In 1961, Indramani Badoni became a village head and afterwards the head of the development block, Jakholi. He was elected as an independent candidate to the Uttar Pradesh Legislative Assembly for the first time from Devprayag in 1967.

In 1969, he was elected as a candidate of the All India Congress, and in 1977, he was re-elected to the Uttar Pradesh Legislative Assembly as an Independent candidate. Badoni was a popular leader and managed footing during the 1977 Janata Party wave, the first time since independence that the Indian National Congress was defeated nationally. Badoni won by such a large margin that both the Congress and Janata candidates lost their deposits.

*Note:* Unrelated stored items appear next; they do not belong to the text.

PR #2496, opened 2020-03-31
For AddNode create a new client router

PavelZaytsev:
## Overview

Description:
If a client invalidates a layout in another thread while performing an AddNode in the current thread, there is a possibility of accidentally pruning the router to the node being added from the NodeRouterPool, preventing a client from initiating an AddNodeWorkflow on the server's orchestrator. It is better to create the client router on demand for pings and bootstraps before issuing a workflow request since the node being added is not a part of the layout yet.

Why should this be merged: 
Fixes the defect and potential bug. 

Related issue(s) (if applicable): #<number>

## Checklist (Definition of Done):

- [x] There are no TODOs left in the code
- [x] [Coding conventions](https://github.com/CorfuDB/CorfuDB/wiki/Corfu-Style-Guidelines) (e.g. for logging, unit tests) have been followed
- [x] Change is covered by automated tests
- [x] Public API has Javadoc

PR #2680, opened 2020-08-03
Allowing retries when RuntimeException gets raised during AddNode workflow

achinmishra:
## Overview
Description:
Hitting the bug in the AddNode() where we need to retry when RuntimeException is raised from bootstrapManagementServer(). bootstrapManagementServer() wraps TimeoutException as RuntimeException. 

Currently, RuntimeException gets trickled down to the clients. There should be a retry logic when there is a TimeoutException in bootstrapManagementServer().

Why should this be merged: 
Enabling the retry logic during RuntimeException

- [ ] Public API has Javadoc


runtime/src/main/java/org/corfudb/runtime/view/workflows/WorkflowRequest.java
```diff
@@ -141,6 +141,9 @@ public void invoke() {
                     throw new IllegalStateException("Orchestrator can not be selected");
                 }
 
+            } catch(RuntimeException e) {
```
WenbinZhu, line 144: This catch will mask the next catch block, because NetworkException and IllegalStateException are also RuntimeException, you need to put it after the next catch block. Please also check with @PavelZaytsev if initially he intentionally wanted to not retry on other runtime exceptions, as there might be some edge cases.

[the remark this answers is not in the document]
vjeko: You need to check for the root cause. If the root cause is not an instance of `TImeoutException`, you will want to re-throw.

PavelZaytsev:
I think it would be better to rewrite a bootstrapManagementServer to propagate needed exceptions and ignore AlreadyBootstrappedException, or even better - refactor BootstrapUtil to use its bootstrapManagementServer that is being created from the brand new router instead of a router pool. I had a PR somewhere that you can use for reference.
https://github.com/CorfuDB/CorfuDB/pull/2496

runtime/src/main/java/org/corfudb/runtime/view/workflows/WorkflowRequest.java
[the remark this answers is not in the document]
vjeko: Also, since Corfu's exception handling is pretty screwed up, it might make sense to make exception checking more generic:

```
            } catch (TimeoutException e) {
                log.warn("WorkflowRequest: Error while running {} on attempt {}, cause:", this, x, e);
            } catch (RuntimeException runtimeException) {
                handleException(runtimeException);
            }

    private void handleException(RuntimeException runtimeException) {
        final Throwable cause = ExceptionUtils.getRootCause(runtimeException);
        if (cause instanceof TimeoutException ||
                cause instanceof IllegalStateException ||
                cause instanceof NetworkException) {
            log.warn("WorkflowRequest: Error while running {} with cause:", this, runtimeException);
        } else {
            throw runtimeException;
        }
    }
```

runtime/src/main/java/org/corfudb/runtime/view/workflows/WorkflowRequest.java
```diff
@@ -141,6 +141,9 @@ public void invoke() {
...
+                log.warn("WorkflowRequest: Additional handling of the exception wrapped herein." +
+                        " Running {} on attempt {},  cause:", this, x, e);
```
xnull, line 146: Minor thing. Since you touched this piece of code, would be great if you rename `x` to `retryIteration`

runtime/src/main/java/org/corfudb/runtime/view/workflows/WorkflowRequest.java
achinmishra: Moved the catch block. It was gonna mask other exceptions.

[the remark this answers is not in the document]
achinmishra: 1. The root cause was an instance of TimeoutException, coming from bootstrapManagementServer(). 
2. I think its a good idea to add a method listed as above to handle the exceptions gracefully. I will make those changes.

runtime/src/main/java/org/corfudb/runtime/view/workflows/WorkflowRequest.java
achinmishra: Right! Better code readability. Pushing the change.

runtime/src/main/java/org/corfudb/runtime/view/workflows/WorkflowRequest.java
```diff
@@ -119,6 +120,20 @@ private void waitForWorkflow(@NonNull UUID workflow, @NonNull ManagementClient c
         throw new TimeoutException();
     }
 
+    /*
+     * private method to handle exceptions while sendRequest()
+     */
+    private void handleException(RuntimeException runtimeException) {
+        final Throwable cause = ExceptionUtils.getRootCause(runtimeException);
+        if (cause instanceof TimeoutException ||
```
xnull, line 128: TimeoutException can't appear here, because it already handled in `invoke` method

runtime/src/main/java/org/corfudb/runtime/view/workflows/WorkflowRequest.java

However, Badoni faced setbacks in his political career. He lost the election to Govind Prasad Gairola in 1974, and in 1989, he lost the parliamentary election to Brahm Dutt. Badoni also contested the 1989 Lok Sabha elections. Badoni lost this election by ten thousand votes. It is said that at the time of filing the nomination, Badoni had only one rupee in his pocket while his rival Brahmadutt spent lakhs of rupees on his campaign.

Badoni was deeply committed to the cause of a separate Uttarakhand state. He was active in the movement for a separate state since 1979 and served as the Vice President of the Parvateey Vikas Parishad (Hill Development Council). In 1980, Badoni joined the hands with the Uttarakhand Kranti Dal, a newly established regional political party aimed at creating a separate hill state from Uttar Pradesh, and remained its active member throughout his life. During the Chief Ministership of Banarasi Das Gupta in Uttar Pradesh , he was the Vice Chairman of the

While working in the education sector, Badoni opened many schools in Garhwal , prominent among which are the Intermediate College Kathud, Magadhar, Dhutu and Higher Secondary School Bugalidhar.

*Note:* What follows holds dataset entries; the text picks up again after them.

PR #2684, opened 2020-08-07
Dedicated Executor for acquired lock monitoring

annym:
## Overview

Description:

Add a dedicated executor for lock acquired monitoring. The reason is that sharing the executor with the lease renewal task can lead to a blocking scenario, where if lease renewal task is stuck, lock client would not expire on the current lock (already lost).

== Role in the Uttarakhand Statehood Movement ==

In 1988, Badoni did a 105-day foot march under the banner of Uttarakhand Kranti Dal. This procession ran from Tawaghat in Pithoragarh to Dehradun. He went from door to door in the village and told the people the benefits of a separate state. In 1992, he declared Gairsain the capital of Uttarakhand on the day of Makar Sankranti in Bageshwar.

In 1994, Badoni began a fast unto death in Pauri to demand a separate Uttarakhand state. On 7 August, he was forcibly taken and admitted to a hospital in Meerut and from there he was shifted to AIIMS, Delhi in an attempt to withdraw him from public view. His arrest enraged his followers and the movement gained further momentum resulting in the creation of Uttarakhand on November 9, 2000, a year after his demise.

Due to his unwavering faith in the non-violent movement and his charismatic but easy-going personality, The Washington Post referred to Badoni as the "Mountain Gandhi." He died on August 18, 1999, at the Vithal Ashram in Rishikesh. Badoni remains a respected and influential figure in the history of Uttarakhand.

== Legacy ==
In state and national media Badoni is largely referred to as the "unsung hero" of the Uttarakhand Statehood Movement.